= Alfred Aduloju =

Nigerian Army officer

Alfred Aduloju (23 April 1939 – 1 January 2007) was a Nigerian Army major general who served as commanding officer of a number of Nigerian Army divisions and Commandant of the Nigerian Armed Forces Command and Staff College. He was also one of the principal actors in the 29 July 1975 coup that ousted then military head of state, General Yakubu Gowon.

==Education==
Aduloju was from Ikare Akoko in Ondo State, attended Victory College, Ikare and enlisted in the Nigerian Army in 1962 through the Nigerian Military Training College where he was peers with officers such as Muhammadu Buhari, Zamani Lekwot, and Shehu Musa Yar'Adua.

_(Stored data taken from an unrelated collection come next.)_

PR #56, opened 2018-07-05
Free support barycenters

vivienseguy:
2-Wasserstein Barycenter algorithm with an example script. Optimization is carried over the locations of the support (not the weights). Only the unregularized case now. Regularized version will come soon.

### DIFF
--- a/examples/plot_free_support_barycenter.py
+++ b/examples/plot_free_support_barycenter.py
@@ -1,7 +1,7 @@
 # -*- coding: utf-8 -*-
 """
 ====================================================
-2D Wasserstein barycenters of distributions
+2D free support Wasserstein barycenters of distributions
 ====================================================
 
 Illustration of 2D Wasserstein barycenters if discributions that are weighted
@@ -15,7 +15,8 @@ sum of diracs.
 
 import numpy as np
 import matplotlib.pylab as pl
-import ot.plot
+import ot
+
 
 ##############################################################################
 # Generate data
@@ -28,16 +29,16 @@ measures_weights = []
 
 for i in range(N):
 
-    n = np.random.randint(low=1, high=20)  # nb samples
+    n_i = np.random.randint(low=1, high=20)  # nb samples
 
-    mu = np.random.normal(0., 4., (d,))
+    mu_i = np.random.normal(0., 4., (d,))  # Gaussian mean
 
-    A = np.random.rand(d, d)
-    cov = np.dot(A, A.transpose())
+    A_i = np.random.rand(d, d)
+    cov_i = np.dot(A_i, A_i.transpose())  # Gaussian covariance matrix
 
-    x_i = ot.datasets.make_2D_samples_gauss(n, mu, cov)
-    b_i = np.random.uniform(0., 1., (n,))
-    b_i = b_i / np.sum(b_i)
+    x_i = ot.datasets.make_2D_samples_gauss(n_i, mu_i, cov_i)  # Dirac locations
+    b_i = np.random.uniform(0., 1., (n_i,))
+    b_i = b_i / np.sum(b_i)  # Dirac weights
 
     measures_locations.append(x_i)
     measures_weights.append(b_i)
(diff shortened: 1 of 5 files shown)


examples/plot_free_support_barycenter.py
```diff
@@ -0,0 +1,70 @@
...
+    b_i = np.random.uniform(0., 1., (n,))
+    b_i = b_i / np.sum(b_i)
+
+    measures_locations.append(x_i)
+    measures_weights.append(b_i)
+
+
+##############################################################################
+# Compute free support barycenter
+# -------------
```
rflamary: ```----``` needs to have the proper length for good documentation generation.

ot/lp/cvx.py
```diff
@@ -26,7 +27,7 @@ def scipy_sparse_to_spmatrix(A):
 
 
 def barycenter(A, M, weights=None, verbose=False, log=False, solver='interior-point'):
-    """Compute the entropic regularized wasserstein barycenter of distributions A
+    """Compute the Wasserstein barycenter of distributions A
```
rflamary: good catch !

ot/lp/cvx.py
```diff
@@ -144,3 +145,83 @@ def barycenter(A, M, weights=None, verbose=False, log=False, solver='interior-po
...
+    Solves the free support (locations of the barycenters are optimized, not the weights) Wasserstein barycenter problem (i.e. the weighted Frechet mean for the 2-Wasserstein distance)
+
+    The function solves the Wasserstein barycenter problem when the barycenter measure is constrained to be supported on k atoms.
+    This problem is considered in [1] (Algorithm 2). There are two differences with the following codes:
+    - we do not optimize over the weights
+    - we do not do line search for the locations updates, we use i.e. theta = 1 in [1] (Algorithm 2). This can be seen as a discrete implementation of the fixed-point algorithm of [2] proposed in the continuous setting.
+
+    Parameters
+    ----------
+    data_positions : list of (k_i,d) np.ndarray
```
rflamary: names in the documentation different from the code : data_positions vs measures_locations

ot/lp/cvx.py
```diff
@@ -144,3 +145,83 @@ def barycenter(A, M, weights=None, verbose=False, log=False, solver='interior-po
...
+    weights : (k,) np.ndarray
+        Initialization of the coefficients of the barycenter (non-negatives, sum to 1)
+
+    numItermax : int, optional
+        Max number of iterations
+    stopThr : float, optional
+        Stop threshol on error (>0)
+    verbose : bool, optional
+        Print information along iterations
+    log : bool, optional
```
rflamary: missing log parameter in the function.

would be nice to return the list of the displacement_square_norm along the iteration in a dictionnary if log=True (similar behavior as barycenter function above that retruns a log)

ot/lp/cvx.py
```diff
@@ -144,3 +145,83 @@ def barycenter(A, M, weights=None, verbose=False, log=False, solver='interior-po
...
+
+        displacement_square_norm = np.sum(np.square(X - T_sum))
+        X = T_sum
+
+        if verbose:
+            print('iteration %d, displacement_square_norm=%f\n', iter_count, displacement_square_norm)
+
+        iter_count += 1
+
+    return X
```
rflamary: add log if log=True

ot/lp/cvx.py
```diff
@@ -10,6 +10,7 @@
 import numpy as np
 import scipy as sp
 import scipy.sparse as sps
+import ot
```
rflamary: you shouldn't import pot inside a module.

something with relative path like
```python
from .__init__ import emd
```
is far better since it imports the emd function from ```the __init__.py```

ot/lp/cvx.py
```diff
@@ -144,3 +145,83 @@ def barycenter(A, M, weights=None, verbose=False, log=False, solver='interior-po
         return b, sol
     else:
         return b
+
+
+def free_support_barycenter(measures_locations, measures_weights, X_init, b, weights=None, numItermax=100, stopThr=1e-6, verbose=False):
```
rflamary: also do b=None if the weights are supposed uniform (needs  test an initialization in the function)

examples/plot_free_support_barycenter.py
```diff
@@ -0,0 +1,70 @@
...
+
+k = 10
+X_init = np.random.normal(0., 1., (k, d))
+b = np.ones((k,)) / k
+
+X = ot.lp.cvx.free_support_barycenter(measures_locations, measures_weights, X_init, b)
```
rflamary: ``` ot.lp.cvx.free_support_barycenter``` is very long.

you should import the function in ot.lp ```__init__.py``` and add it to ```__all__``` like barycenter so that you can do ``` ot.lp.free_support_barycenter```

He also attended the Royal Canadian School of Signals, Kingston Ontario and the National Institute for Policy and Strategic Studies.

==Career==
Aduloju was the General Officer Commanding (GOC) of the Nigerian Army's 1st Division from January 1981 to August 1983, GOC of the Nigerian Army's 82 Division from August 1975 to May 1980, and Commandant of the Nigerian Armed Forces Command and Staff College from September 1983 to January 1984.

==Participation in the July 1975 Coup==
Then Lieutenant Colonel Aduloju was among a group of Colonels including Ibrahim Taiwo, Joseph Garba, Abdulahi Mohammed and Lt-Colonels Shehu Musa Yar'Adua, Ibrahim Babangida and Muhammadu Buhari who overthrew the Head of State, General Yakubu Gowon.